⟨

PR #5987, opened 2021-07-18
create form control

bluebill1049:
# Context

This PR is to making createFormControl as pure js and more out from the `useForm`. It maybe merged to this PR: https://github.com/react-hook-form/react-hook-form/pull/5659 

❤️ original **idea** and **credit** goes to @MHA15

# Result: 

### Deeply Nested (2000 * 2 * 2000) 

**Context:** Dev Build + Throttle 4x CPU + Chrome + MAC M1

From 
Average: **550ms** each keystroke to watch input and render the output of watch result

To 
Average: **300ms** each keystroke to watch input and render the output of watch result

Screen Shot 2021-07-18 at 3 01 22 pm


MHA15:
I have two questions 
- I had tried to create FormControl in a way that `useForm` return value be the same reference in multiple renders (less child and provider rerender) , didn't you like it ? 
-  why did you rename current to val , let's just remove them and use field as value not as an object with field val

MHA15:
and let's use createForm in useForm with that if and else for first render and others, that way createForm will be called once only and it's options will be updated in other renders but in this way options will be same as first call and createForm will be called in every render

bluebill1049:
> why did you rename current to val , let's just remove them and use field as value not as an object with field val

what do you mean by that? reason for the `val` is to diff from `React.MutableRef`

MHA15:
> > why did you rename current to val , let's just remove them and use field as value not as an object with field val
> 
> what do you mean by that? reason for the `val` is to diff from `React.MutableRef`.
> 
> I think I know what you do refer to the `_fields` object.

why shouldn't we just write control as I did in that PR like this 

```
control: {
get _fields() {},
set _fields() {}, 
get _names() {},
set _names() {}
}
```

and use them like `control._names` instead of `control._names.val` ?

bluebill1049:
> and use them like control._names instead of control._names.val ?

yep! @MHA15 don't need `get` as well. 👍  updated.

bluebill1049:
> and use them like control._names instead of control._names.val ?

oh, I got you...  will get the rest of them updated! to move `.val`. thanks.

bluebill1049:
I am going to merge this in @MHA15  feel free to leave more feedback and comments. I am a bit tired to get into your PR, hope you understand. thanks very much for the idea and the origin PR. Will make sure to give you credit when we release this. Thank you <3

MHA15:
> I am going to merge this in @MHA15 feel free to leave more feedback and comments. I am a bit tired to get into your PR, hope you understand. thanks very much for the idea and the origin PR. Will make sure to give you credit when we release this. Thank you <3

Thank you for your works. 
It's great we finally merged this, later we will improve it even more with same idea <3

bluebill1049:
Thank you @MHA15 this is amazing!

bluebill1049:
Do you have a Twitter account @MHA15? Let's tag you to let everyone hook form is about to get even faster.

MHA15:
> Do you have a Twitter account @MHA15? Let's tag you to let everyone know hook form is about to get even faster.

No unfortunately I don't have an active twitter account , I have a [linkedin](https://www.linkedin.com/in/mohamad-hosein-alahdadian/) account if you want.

⟩

* Action item:
List each line of the records that holds the string "mean".

* Solution to the exercise:
what do you mean by that? reason for the `val` is to diff from `React.MutableRef`
> what do you mean by that? reason for the `val` is to diff from `React.MutableRef`.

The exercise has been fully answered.